Return the data below exactly, stopping after the line with "Fix a potential".
== Segment start ==
PR #438, opened 2025-08-12
[DR-3819] Removing whole image download options.

emu47:
## Ticket:

- JIRA ticket [DR-3819](https://newyorkpubliclibrary.atlassian.net/browse/DR-3819)

Removes the whole image download options from the download dialogue box.

## Open questions

Theoretically, this should be simpler. It should be a config change. The follow would work to remove the whole image download options: 

`{
  "modules": {
    "downloadDialogue": {
      "options": {
        "downloadWholeImageHighResEnabled": false,
        "downloadWholeImageLowResEnabled": false
      }
    }
  }
}`

The problem is that this does not let our custom sizes through. I've yet to find a way to adjust the manifest and the UV configs to work quite how I want to. 

Go to the download options dialogue for any image in DC and check the links provided. Make sure they work, and make sure only 'current view' (if zoomed in) and our custom derivative sizes, and a tiff for any public domain images, show up. 

None that I can think of. Link style remains as it's been. This removes two links. 

### Checklist:

[DR-3819]: https://newyorkpubliclibrary.atlassian.net/browse/DR-3819?atlOrigin=eyJpIjoiNWRkNTljNzYxNjVmNDY3MDlhMDU5Y2ZhYzA5YTRkZjUiLCJwIjoiZ2l0aHViLWNvbS1KU1cifQ


chrisb87 (approved):
This is amusing but gets the job done!

PR #1839, opened 2026-07-07
Fix potential NullPointerException in JMSReplySender.sendBack()

Sunny-Hasho:
## Purpose
Fix a potential `NullPointerException` in `JMSReplySender.sendBack()` when JMS connection or session creation fails before `producer` and `session` are initialized.

## Goals
Ensure the `finally` block in `sendBack()` does not throw a `NullPointerException` that masks the original JMS error.

## Approach
Added null checks for `producer` and `session` before calling `.close()` in the `finally` block of `JMSReplySender.sendBack()`.

Both `producer` and `session` are initialized to `null` at the start of the method. If an exception is thrown during `getConnection()`, `getSession()`, or `createProducer()`, these variables remain `null`. The `finally` block then calls `.close()` on a `null` reference, causing a `NullPointerException` that hides the original error.

## Release note
Fixed a potential NullPointerException in JMS inbound endpoint reply sender when connection setup fails.

## Documentation
N/A — No public API or configuration change.

## Automation tests
 - Unit tests
   No new tests required. Existing `JMSReplySenderTest` tests continue to pass. No change in method signatures or behavior.
 - Integration tests
   N/A

## Security checks


Sunny-Hasho:
Hi @RakhithaRR , could you please take a look at this quick NullPointerException fix when you have a moment? Thanks!

PR #137, opened 2023-05-05
show laser excitation spinbox in Expert mode

mzieg:
This used to be hidden through Authentication to prevent casual users from tripping over it, but now that we have a readily accessible Expert mode, this feature should be made easier to access.

### DIFF
--- a/enlighten/BusinessObjects.py
+++ b/enlighten/BusinessObjects.py
@@ -446,12 +446,10 @@ class BusinessObjects:
             parent                      = ctl.form,
 
             button_login                = sfu.pushButton_admin_login,
-            combo_view                 = sfu.comboBox_view,
+            combo_view                  = sfu.comboBox_view,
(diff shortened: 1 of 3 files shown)


enlighten/BusinessObjects.py
samiebee43, line 1: Need a spec with laser to test this

enlighten/BusinessObjects.py
```diff
@@ -503,6 +501,7 @@ def create_rest(self):
             button_toggle               = sfu.pushButton_laser_toggle,
             frame                       = sfu.frame_lightSourceControl,
             lb_watchdog                 = sfu.label_laser_watchdog_sec,
+            lb_excitation               = sfu.label_lightSourceWidget_excitation_nm,
```
samiebee43, line 504: Does this not have an event handler?

PR #138, opened 2023-05-08
fixed save on non-Raman

mzieg:
I received anecdotal reports from three different people having trouble saving spectra. I reproduced it on my laptop with a UV-Raman system and this resolved it.

### DIFF
--- a/enlighten/Controller.py
+++ b/enlighten/Controller.py
@@ -218,6 +218,7 @@ class Controller:
 
         # default to Scope view
         self.page_nav.set_main_page(common.Pages.SCOPE)
+        self.page_nav.set_view_scope()
 
         # configure acquisition loop
         self.setup_main_event_loops() # MZ: move to end?
--- a/enlighten/Controller.py
+++ b/enlighten/Controller.py
@@ -216,10 +216,6 @@ class Controller:
         self.business_objects.create_rest()
         self.graph.rehide_curves()
 
-        # default to Scope view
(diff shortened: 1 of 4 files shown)


enlighten/Controller.py
```diff
@@ -218,6 +218,7 @@ def __init__(self,
 
         # default to Scope view
         self.page_nav.set_main_page(common.Pages.SCOPE)
+        self.page_nav.set_view_scope()
```
samiebee43, line 221: ### Background info

`self.page_nav.set_main_page`
sets PageNav's stack_main index
which corresponds to QtObj:comboBox_view
image
This is the dropdown with options Scope, Settings, Hardware

`self.page_nav.set_view_scope`
sets PageNav's combo_view index
self.combo_view.setCurrentIndex
which corresponds to QtObj:stackedWidget_low
image
This is the widget that contains each of those screens listed in the dropdown.

These should not be independently settable outside of PageNavigation.

The solution is to put `self.page_nav.set_main_page` calls within PageNav's `set_view...` methods.

And actually that is already done.

### Conclusion

Line 220 is now redundant and should be removed

mzieg: Sounds good.  Please test on a non-Raman spectrometer to confirm.

mzieg: Actually, I just tested this and...it's not redundant.  It doesn't actually work without that line.

PR #140, opened 2023-05-09
change input params, and baseline estimation

samiebee43:
image

- baseline is defined as line passing through nearest point on spectrum to left and right

image
- the interpolated_baseline is the value that is subtracted, it matches the intersection of red and gold

image
- does not yet interpolate spectrum for intersection points

- area estimation is currently omitted (trapz(spectrum) - trapz(baseline))
- no decimals in pandas, not yet showing thousands separator
- green lines (inner-radius) removed

### DIFF
--- a/pluginExamples/Analysis/LocalBaseline.py
+++ b/pluginExamples/Analysis/LocalBaseline.py
@@ -116,3 +116,8 @@ class LocalBaseline(EnlightenPluginBase):
         self.metadata["OriginalPeak"] = peak
         self.metadata["PeakBaselineSubtracted"] = peak - interpolated_baseline
         self.metadata["Area"] = "--"
+
+        # keep input parameters in metadata
+        self.metadata["Left"] = self.get_widget_from_name("Left").value()
+        self.metadata["Right"] = self.get_widget_from_name("Right").value()
+        self.metadata["x"] = self.get_widget_from_name("x").value()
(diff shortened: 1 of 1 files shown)


pluginExamples/Analysis/LocalBaseline.py
```diff
@@ -20,13 +20,13 @@ def get_configuration(self):
...
+            initial = 10, minimum = 0, maximum = 10000, step = .2,
             datatype = "float", direction = "input"
-        )
-
+        )        
+        
         self.field(
-            name = "Baseline Extent",
+            name = "Right",
             initial = 10, minimum = 0, maximum = 10000, step = .2,
```
mzieg, line 30: Maybe set precision=1, since otherwise there's a frustratingly unreachable ".x0" at the end?

mzieg (approved):

pluginExamples/Analysis/LocalBaseline.py
samiebee43: EnlightenPluginFields with type="float" will always display two digits after the decimal no matter the value of step. The user can set the precision of 0.01 using the keyboard, also no matter the value of step. The step parameter only dictates how much the value changes using arrow-keys and scrollwheel.

Also, when adjusting the step param we want to be mindful that that will affect the scrollwheel speed. If we set it low then it will take a long time to move to the target value-- if we set it high then it will be easy to overshoot.

In any event, to remove the trailing 0, we would need to modify the bit of code that reads the EPF (dataclass) and generates widgets. QtSpinBox will have an option for number of digits after the decimal. I believe that is within `configure_gui_for_module` in PluginController.py

samiebee43:
image
illustrations persist when enabled and un-enabled

PR #153, opened 2023-05-16
conda deactivate + bootstrap ui

samiebee43:
### conda deactivate before activate

It gives an annoying deprecation message, but it avoids this scenario:

```
scripts\bootstrap activate
REM a lot of time passes
REM ...
REM did I activate? better do it again to be safe
run
```

And then it crashes because it was over activated.

Now this required activation step can be repeated to one's heart's content.

### bootstrap ui

After pulling updates I will try the lightest-weight way to run
```
scripts\bootstrap activate
run
```

If it crashes because of a UI element, then I'll figure I need to run `rebuild_resources.sh`
It's a lot easier to up arrow a couple times in the terminal and change 'activate' to 'ui', instead of typing out

```
sh scripts\rebuild_resources.sh
```

So... this is a convenience too.

### DIFF
--- a/scripts/bootstrap.bat
+++ b/scripts/bootstrap.bat
@@ -61,6 +61,12 @@ if "%1" == "test" (
 )
 
 REM DEFINE CUSTOM ACTION HERE
+if "%1" == "ui" (
+    set "regenerate_qt=1"
+    goto args_parsed
+)
+
+REM DEFINE CUSTOM ACTION HERE
 if "%1" == "custom" (
     set "rebuild_env=0"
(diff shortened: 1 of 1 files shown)


scripts/bootstrap.bat
```diff
@@ -60,6 +60,12 @@ if "%1" == "test" (
     goto args_parsed
 )
 
+REM DEFINE CUSTOM ACTION HERE
+if "%1" == "ui" (
+    set "regenerate_qt=1"
```
mzieg, line 65: I like that :-)

mzieg (approved):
== Segment end ==
▶ _SOLUTION FOR THIS PROBLEM_
PR #438, opened 2025-08-12
[DR-3819] Removing whole image download options.

emu47:
## Ticket:

- JIRA ticket [DR-3819](https://newyorkpubliclibrary.atlassian.net/browse/DR-3819)

Removes the whole image download options from the download dialogue box.

## Open questions

Theoretically, this should be simpler. It should be a config change. The follow would work to remove the whole image download options: 

`{
  "modules": {
    "downloadDialogue": {
      "options": {
        "downloadWholeImageHighResEnabled": false,
        "downloadWholeImageLowResEnabled": false
      }
    }
  }
}`

The problem is that this does not let our custom sizes through. I've yet to find a way to adjust the manifest and the UV configs to work quite how I want to. 

Go to the download options dialogue for any image in DC and check the links provided. Make sure they work, and make sure only 'current view' (if zoomed in) and our custom derivative sizes, and a tiff for any public domain images, show up. 

None that I can think of. Link style remains as it's been. This removes two links. 

### Checklist:

[DR-3819]: https://newyorkpubliclibrary.atlassian.net/browse/DR-3819?atlOrigin=eyJpIjoiNWRkNTljNzYxNjVmNDY3MDlhMDU5Y2ZhYzA5YTRkZjUiLCJwIjoiZ2l0aHViLWNvbS1KU1cifQ


chrisb87 (approved):
This is amusing but gets the job done!

PR #1839, opened 2026-07-07
Fix potential NullPointerException in JMSReplySender.sendBack()

Sunny-Hasho:
## Purpose
Fix a potential `NullPointerException` in `JMSReplySender.sendBack()` when JMS connection or session creation fails before `producer` and `session` are initialized.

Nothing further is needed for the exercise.